**What to do:**
Among the lines of the data, copy those that hold "handled".

**Extracted material:**

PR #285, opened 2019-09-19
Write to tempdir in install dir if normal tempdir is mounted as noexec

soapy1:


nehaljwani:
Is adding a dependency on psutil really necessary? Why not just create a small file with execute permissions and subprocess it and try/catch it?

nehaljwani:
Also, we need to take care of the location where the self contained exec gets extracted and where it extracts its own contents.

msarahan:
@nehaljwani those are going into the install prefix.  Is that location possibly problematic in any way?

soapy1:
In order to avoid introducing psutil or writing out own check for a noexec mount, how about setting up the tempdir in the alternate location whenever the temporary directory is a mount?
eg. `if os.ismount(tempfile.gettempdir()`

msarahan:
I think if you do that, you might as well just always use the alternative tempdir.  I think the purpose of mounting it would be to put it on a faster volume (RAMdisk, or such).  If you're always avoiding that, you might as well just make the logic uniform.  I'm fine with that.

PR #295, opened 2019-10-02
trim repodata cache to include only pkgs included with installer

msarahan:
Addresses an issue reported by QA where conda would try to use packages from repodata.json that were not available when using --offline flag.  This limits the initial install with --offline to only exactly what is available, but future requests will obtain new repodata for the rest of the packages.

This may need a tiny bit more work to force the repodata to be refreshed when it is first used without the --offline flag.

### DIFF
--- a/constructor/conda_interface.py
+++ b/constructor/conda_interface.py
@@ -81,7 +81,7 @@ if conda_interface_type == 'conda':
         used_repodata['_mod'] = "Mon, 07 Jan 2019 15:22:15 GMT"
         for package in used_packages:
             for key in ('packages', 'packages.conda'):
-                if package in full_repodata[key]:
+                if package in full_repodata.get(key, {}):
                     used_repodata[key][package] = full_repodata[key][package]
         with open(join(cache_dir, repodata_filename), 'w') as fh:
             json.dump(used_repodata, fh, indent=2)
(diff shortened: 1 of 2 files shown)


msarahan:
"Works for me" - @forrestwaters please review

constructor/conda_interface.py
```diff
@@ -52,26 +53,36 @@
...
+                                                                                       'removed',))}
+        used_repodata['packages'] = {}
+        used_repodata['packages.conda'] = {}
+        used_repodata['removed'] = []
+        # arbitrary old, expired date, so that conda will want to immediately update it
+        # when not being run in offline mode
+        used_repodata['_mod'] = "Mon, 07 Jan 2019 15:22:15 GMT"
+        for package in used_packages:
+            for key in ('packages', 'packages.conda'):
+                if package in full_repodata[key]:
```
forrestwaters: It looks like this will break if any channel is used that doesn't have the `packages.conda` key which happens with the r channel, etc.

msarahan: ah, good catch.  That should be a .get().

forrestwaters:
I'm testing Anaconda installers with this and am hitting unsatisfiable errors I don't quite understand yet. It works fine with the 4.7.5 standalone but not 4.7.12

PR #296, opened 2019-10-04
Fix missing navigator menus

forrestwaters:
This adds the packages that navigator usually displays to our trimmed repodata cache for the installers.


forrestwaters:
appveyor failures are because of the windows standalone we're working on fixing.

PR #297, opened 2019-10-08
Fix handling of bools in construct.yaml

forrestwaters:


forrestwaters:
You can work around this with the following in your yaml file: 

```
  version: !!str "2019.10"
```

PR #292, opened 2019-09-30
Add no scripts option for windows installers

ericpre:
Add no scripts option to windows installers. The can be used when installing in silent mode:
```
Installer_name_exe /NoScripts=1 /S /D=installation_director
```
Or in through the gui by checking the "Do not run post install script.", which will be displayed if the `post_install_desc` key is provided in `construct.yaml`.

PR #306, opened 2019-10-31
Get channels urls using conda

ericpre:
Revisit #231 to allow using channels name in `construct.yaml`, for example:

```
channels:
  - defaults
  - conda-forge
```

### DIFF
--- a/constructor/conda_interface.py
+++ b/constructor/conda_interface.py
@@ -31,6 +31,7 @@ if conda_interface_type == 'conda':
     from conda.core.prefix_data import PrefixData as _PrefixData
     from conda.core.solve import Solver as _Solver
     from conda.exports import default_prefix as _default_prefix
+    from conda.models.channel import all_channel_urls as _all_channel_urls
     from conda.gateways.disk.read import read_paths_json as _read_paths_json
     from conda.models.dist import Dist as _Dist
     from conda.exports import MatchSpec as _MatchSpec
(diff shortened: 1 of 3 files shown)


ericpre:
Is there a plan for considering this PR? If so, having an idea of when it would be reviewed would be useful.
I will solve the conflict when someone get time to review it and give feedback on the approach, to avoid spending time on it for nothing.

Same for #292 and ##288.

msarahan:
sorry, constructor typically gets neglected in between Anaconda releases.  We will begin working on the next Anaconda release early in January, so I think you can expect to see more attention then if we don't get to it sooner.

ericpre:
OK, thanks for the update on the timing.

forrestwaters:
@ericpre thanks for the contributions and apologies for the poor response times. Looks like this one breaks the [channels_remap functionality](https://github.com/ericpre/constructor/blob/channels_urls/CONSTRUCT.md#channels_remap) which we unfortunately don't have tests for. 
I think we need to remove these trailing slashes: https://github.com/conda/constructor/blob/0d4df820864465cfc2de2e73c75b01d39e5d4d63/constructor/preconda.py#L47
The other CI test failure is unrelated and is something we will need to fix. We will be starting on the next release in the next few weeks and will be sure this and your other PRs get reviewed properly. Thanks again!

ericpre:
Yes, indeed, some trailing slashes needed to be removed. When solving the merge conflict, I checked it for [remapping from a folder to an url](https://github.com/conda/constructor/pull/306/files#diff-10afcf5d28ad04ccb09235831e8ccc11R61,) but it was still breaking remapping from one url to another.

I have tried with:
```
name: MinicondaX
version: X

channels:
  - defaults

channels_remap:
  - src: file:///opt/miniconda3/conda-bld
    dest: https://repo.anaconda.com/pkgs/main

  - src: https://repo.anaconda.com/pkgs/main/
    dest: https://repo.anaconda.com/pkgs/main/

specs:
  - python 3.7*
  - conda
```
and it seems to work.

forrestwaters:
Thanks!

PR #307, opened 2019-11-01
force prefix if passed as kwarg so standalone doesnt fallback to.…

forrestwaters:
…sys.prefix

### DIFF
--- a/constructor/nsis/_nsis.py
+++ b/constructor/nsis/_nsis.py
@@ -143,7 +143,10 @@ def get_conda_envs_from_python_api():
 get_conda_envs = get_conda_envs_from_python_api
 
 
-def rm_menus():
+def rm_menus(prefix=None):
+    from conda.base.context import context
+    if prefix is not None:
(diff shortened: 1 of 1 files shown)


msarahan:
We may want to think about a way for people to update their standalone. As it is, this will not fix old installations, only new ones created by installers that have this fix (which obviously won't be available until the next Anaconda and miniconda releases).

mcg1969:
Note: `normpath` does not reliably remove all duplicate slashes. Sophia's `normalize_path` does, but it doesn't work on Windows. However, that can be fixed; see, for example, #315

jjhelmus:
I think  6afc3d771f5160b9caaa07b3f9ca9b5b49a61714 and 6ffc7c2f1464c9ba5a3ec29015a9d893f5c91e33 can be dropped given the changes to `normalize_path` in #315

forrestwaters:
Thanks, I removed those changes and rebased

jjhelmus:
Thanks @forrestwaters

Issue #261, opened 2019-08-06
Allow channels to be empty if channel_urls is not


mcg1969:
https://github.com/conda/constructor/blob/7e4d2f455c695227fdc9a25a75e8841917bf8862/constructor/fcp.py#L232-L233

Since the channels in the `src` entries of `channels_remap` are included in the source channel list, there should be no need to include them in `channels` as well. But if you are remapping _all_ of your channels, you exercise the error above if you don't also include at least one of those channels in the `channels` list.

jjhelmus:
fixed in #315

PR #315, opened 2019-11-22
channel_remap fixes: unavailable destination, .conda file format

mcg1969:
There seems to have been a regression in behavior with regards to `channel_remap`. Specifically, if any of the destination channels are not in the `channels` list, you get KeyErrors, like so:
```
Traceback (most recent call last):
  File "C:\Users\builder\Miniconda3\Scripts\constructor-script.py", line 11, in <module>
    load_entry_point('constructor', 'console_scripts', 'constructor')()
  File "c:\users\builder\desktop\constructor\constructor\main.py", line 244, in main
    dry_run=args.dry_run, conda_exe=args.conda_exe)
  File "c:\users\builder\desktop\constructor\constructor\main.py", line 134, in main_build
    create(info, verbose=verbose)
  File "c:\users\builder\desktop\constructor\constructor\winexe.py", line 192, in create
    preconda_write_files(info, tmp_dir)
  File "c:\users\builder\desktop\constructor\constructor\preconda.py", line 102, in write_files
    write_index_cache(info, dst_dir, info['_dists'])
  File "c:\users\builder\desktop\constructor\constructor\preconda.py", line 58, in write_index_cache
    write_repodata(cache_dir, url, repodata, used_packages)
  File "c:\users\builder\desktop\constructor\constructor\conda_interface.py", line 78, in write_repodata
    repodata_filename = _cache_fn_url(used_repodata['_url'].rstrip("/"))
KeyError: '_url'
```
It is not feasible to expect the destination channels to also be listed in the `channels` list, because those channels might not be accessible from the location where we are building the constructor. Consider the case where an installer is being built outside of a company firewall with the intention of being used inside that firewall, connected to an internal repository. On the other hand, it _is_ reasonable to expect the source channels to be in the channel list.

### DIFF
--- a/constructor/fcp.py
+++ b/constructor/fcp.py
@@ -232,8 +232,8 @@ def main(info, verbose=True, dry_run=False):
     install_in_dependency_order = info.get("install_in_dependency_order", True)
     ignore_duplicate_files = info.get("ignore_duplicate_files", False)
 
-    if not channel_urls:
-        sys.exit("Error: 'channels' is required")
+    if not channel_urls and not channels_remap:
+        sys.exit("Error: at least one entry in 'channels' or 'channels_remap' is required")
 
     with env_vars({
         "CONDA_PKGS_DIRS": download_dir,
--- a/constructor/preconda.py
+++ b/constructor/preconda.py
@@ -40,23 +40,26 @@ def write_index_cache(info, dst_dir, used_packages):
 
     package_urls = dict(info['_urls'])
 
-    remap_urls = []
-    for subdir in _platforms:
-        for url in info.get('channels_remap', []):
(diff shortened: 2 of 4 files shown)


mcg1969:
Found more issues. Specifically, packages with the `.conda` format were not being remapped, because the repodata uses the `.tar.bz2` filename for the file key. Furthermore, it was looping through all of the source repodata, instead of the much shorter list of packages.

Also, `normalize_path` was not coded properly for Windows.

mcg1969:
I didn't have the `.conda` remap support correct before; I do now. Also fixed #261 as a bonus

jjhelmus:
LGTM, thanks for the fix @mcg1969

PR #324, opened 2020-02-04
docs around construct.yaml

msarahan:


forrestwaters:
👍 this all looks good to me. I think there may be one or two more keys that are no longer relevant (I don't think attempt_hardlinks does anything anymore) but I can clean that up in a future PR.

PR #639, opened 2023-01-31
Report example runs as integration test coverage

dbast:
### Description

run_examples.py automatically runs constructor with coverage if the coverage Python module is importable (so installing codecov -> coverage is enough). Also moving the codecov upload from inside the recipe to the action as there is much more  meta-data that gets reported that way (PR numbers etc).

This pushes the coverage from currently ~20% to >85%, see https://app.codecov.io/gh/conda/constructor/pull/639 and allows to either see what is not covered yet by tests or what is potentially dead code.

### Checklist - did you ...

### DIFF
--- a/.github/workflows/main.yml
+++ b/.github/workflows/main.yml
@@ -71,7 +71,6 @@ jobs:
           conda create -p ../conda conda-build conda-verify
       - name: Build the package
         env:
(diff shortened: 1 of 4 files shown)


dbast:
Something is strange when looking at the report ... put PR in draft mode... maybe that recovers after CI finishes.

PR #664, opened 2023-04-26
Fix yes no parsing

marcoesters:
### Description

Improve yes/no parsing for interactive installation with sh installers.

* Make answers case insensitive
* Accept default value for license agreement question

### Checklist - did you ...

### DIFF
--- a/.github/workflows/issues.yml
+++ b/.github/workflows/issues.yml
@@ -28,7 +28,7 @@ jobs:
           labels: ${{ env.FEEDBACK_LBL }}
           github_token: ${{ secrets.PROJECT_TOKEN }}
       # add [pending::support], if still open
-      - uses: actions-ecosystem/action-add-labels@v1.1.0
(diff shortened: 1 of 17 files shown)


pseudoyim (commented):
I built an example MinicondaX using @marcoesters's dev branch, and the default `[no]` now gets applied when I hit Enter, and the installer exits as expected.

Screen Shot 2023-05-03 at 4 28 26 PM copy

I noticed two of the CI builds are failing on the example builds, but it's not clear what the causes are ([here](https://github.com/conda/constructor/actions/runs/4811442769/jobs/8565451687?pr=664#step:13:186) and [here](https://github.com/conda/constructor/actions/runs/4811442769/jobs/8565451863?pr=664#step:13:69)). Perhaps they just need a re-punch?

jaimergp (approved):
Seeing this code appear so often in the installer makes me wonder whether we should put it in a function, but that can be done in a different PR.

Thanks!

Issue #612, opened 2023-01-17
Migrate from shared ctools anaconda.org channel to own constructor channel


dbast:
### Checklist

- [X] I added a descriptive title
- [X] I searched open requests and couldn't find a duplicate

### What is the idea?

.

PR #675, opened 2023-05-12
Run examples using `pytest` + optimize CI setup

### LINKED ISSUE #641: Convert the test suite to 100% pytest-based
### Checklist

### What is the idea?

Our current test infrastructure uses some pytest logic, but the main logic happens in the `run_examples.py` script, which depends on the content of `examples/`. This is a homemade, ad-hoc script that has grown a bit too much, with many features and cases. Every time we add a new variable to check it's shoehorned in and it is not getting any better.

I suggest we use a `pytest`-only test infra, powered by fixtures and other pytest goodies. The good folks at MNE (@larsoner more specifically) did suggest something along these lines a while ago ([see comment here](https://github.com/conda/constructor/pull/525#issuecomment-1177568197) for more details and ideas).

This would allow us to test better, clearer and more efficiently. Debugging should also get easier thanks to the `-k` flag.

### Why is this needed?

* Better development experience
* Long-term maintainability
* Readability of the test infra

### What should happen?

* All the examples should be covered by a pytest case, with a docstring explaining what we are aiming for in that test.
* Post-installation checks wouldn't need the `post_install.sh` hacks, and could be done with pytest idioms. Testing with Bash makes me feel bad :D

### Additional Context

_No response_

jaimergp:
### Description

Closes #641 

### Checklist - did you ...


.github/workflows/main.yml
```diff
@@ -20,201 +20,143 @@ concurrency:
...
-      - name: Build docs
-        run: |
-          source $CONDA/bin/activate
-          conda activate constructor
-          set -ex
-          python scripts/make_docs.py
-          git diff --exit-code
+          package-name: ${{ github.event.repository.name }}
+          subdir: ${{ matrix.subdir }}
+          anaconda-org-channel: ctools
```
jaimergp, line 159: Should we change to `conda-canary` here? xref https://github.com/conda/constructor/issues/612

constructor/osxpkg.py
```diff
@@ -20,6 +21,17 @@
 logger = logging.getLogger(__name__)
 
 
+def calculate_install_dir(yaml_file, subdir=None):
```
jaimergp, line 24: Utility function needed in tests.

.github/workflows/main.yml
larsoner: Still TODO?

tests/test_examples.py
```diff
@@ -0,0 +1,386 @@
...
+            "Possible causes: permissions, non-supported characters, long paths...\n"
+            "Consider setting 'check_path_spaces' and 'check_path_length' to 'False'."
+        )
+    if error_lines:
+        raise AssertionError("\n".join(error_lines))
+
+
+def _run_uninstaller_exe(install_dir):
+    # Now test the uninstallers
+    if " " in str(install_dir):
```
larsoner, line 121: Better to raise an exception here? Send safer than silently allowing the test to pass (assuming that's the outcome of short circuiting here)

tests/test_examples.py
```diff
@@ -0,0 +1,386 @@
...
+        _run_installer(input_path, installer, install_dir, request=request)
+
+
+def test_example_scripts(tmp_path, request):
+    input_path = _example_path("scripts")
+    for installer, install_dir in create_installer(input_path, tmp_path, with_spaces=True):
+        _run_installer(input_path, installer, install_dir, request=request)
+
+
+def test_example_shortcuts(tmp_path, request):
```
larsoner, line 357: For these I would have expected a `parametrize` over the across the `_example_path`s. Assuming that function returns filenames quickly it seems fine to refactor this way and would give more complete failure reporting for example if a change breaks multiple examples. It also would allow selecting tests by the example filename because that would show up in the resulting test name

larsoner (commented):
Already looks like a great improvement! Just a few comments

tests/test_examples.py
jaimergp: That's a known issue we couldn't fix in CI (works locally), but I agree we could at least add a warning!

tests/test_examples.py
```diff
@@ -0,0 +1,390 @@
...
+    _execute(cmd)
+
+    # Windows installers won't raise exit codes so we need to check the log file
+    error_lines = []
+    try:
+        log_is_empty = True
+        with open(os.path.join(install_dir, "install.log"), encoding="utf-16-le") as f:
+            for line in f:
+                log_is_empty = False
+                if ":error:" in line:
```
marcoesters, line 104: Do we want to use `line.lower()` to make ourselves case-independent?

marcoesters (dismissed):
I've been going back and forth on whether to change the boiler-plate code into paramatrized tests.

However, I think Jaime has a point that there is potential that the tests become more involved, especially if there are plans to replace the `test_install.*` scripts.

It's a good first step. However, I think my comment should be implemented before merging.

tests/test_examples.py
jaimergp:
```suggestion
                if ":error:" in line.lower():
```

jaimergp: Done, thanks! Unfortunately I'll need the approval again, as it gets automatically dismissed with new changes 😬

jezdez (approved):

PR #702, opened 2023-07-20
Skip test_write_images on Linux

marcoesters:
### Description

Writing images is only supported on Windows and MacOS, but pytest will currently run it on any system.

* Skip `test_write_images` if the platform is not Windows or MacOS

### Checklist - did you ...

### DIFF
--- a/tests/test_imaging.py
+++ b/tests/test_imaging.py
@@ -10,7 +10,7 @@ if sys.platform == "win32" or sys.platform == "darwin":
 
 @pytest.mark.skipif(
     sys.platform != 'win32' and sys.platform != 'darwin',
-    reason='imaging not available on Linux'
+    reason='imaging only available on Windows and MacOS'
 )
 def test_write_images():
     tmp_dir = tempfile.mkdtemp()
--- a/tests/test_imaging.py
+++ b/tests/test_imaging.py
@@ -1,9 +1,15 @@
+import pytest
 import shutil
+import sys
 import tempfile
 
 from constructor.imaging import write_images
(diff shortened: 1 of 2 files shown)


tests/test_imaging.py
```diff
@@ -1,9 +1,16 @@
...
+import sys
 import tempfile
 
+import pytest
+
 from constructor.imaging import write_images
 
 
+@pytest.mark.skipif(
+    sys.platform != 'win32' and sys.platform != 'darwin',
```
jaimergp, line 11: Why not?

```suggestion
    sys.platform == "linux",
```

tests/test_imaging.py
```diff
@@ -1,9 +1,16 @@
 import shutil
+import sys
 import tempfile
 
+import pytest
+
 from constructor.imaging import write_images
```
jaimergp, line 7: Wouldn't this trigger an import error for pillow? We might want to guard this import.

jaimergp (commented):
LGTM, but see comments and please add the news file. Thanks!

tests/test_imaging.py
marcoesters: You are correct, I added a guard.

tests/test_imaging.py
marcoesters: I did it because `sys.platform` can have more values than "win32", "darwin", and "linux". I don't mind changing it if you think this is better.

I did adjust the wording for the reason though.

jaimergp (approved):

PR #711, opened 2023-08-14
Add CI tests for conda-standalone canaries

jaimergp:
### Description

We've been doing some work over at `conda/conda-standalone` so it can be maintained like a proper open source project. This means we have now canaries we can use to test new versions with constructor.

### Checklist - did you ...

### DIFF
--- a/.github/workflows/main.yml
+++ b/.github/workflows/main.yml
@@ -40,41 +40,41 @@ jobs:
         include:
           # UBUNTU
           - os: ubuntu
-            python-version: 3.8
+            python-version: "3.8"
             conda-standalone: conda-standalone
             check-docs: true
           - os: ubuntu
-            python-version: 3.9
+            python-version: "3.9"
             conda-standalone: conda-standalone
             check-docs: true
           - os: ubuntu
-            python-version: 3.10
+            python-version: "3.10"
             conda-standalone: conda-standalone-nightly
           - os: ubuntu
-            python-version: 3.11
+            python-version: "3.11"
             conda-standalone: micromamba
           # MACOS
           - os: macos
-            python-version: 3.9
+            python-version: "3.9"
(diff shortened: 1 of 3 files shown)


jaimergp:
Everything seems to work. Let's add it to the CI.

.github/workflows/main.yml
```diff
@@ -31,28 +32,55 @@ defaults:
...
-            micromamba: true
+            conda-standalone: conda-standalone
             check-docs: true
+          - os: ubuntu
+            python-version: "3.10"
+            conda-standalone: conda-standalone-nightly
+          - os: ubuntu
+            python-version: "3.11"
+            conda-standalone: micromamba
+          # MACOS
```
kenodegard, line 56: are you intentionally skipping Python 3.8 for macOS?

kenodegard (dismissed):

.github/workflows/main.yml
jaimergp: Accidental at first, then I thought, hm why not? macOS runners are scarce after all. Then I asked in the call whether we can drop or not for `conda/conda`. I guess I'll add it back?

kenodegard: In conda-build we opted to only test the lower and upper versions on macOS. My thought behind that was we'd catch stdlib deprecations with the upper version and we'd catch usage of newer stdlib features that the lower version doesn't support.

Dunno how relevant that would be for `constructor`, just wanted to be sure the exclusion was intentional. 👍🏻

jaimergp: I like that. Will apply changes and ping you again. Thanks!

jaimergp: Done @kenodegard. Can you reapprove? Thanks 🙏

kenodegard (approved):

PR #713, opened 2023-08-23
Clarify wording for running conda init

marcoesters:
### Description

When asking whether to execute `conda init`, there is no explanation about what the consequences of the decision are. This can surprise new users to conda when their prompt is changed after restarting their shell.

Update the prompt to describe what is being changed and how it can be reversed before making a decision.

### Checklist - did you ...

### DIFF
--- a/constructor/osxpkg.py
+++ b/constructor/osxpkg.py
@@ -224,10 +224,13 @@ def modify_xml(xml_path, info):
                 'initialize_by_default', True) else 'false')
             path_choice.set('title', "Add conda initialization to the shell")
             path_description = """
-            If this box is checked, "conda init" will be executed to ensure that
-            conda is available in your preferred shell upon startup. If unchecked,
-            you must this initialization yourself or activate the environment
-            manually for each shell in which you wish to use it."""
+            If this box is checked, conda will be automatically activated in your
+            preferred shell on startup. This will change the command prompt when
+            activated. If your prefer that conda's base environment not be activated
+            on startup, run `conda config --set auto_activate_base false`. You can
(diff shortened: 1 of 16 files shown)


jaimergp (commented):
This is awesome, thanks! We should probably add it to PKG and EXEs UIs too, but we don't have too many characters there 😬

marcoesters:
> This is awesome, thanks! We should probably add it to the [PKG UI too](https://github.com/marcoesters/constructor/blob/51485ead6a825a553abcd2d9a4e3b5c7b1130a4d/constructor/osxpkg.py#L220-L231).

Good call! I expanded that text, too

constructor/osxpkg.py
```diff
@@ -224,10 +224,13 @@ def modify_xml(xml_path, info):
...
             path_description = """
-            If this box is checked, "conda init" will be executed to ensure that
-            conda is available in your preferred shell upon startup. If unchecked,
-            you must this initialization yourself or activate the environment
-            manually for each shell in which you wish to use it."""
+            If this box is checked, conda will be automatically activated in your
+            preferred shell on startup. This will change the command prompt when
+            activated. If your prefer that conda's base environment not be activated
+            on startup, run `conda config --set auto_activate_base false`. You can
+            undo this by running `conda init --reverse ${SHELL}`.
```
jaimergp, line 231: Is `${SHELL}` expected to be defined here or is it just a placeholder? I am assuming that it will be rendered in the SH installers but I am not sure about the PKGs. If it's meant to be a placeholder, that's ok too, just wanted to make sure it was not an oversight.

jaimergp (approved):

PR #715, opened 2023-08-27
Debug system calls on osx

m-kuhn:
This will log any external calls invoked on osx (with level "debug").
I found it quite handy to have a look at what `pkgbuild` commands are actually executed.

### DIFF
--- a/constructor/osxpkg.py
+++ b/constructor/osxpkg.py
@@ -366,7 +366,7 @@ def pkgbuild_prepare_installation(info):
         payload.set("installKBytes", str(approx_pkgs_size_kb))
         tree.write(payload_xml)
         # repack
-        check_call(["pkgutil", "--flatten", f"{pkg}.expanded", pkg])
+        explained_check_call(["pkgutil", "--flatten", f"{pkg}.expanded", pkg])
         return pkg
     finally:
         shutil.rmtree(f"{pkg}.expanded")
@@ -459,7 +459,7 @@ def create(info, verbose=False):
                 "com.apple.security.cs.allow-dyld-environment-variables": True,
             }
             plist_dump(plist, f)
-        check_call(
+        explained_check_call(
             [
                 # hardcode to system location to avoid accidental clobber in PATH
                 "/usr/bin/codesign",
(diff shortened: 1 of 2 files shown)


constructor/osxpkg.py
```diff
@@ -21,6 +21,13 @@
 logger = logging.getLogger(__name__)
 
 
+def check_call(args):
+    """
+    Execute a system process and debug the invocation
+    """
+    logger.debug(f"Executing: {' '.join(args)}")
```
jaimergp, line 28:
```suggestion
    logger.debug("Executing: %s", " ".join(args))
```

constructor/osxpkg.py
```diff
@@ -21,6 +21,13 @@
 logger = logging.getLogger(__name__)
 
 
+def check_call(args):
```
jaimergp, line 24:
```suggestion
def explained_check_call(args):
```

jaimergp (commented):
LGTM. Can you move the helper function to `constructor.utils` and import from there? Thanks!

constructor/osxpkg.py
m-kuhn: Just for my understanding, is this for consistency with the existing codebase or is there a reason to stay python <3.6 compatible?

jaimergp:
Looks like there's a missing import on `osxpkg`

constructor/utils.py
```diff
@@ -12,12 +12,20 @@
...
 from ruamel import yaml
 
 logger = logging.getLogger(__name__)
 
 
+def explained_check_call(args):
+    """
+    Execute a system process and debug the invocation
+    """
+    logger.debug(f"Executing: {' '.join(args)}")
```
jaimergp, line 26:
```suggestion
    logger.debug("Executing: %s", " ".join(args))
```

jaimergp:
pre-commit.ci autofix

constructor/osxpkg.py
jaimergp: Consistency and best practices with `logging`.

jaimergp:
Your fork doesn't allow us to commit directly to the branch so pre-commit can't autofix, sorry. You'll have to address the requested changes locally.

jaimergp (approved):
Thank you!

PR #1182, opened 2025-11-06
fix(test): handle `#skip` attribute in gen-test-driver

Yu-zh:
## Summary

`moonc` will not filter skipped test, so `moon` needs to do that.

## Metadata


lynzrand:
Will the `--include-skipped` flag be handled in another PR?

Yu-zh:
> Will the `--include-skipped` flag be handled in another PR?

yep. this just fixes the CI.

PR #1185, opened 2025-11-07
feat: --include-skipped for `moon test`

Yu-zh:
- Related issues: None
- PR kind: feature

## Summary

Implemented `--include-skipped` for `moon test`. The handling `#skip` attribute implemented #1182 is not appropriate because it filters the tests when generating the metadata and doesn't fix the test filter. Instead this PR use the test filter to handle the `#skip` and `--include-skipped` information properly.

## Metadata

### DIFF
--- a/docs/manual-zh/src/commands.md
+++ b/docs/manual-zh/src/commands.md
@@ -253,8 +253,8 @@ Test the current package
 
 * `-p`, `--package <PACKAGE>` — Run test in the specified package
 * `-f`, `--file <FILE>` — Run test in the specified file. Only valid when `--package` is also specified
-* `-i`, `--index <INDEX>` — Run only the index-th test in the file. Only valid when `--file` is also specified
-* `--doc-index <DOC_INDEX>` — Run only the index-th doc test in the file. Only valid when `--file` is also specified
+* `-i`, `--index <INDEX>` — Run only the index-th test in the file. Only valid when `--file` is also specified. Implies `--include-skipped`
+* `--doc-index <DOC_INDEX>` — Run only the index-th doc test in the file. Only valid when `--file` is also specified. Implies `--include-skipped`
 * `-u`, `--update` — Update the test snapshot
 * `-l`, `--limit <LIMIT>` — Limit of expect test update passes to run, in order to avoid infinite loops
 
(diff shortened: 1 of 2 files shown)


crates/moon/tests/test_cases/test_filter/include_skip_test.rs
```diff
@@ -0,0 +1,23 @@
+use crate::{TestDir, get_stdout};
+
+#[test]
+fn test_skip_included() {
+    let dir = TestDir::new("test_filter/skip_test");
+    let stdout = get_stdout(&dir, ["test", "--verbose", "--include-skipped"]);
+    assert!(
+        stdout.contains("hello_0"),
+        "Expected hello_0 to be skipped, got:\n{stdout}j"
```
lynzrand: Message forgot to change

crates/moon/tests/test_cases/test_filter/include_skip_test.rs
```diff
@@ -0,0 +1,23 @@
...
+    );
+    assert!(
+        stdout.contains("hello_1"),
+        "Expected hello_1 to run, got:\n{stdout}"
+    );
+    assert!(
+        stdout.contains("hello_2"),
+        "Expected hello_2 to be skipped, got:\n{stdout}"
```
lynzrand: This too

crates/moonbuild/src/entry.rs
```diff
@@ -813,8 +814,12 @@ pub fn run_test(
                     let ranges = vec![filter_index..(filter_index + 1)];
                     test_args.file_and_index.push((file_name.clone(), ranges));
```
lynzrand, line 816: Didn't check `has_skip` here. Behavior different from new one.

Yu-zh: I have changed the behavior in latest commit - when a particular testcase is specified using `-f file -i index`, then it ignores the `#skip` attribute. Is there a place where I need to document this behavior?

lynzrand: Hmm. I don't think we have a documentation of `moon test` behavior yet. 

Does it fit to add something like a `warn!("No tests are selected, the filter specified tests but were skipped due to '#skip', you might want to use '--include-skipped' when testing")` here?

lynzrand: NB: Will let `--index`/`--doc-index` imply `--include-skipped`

**Exercise output:**
Will the `--include-skipped` flag be handled in another PR?
> Will the `--include-skipped` flag be handled in another PR?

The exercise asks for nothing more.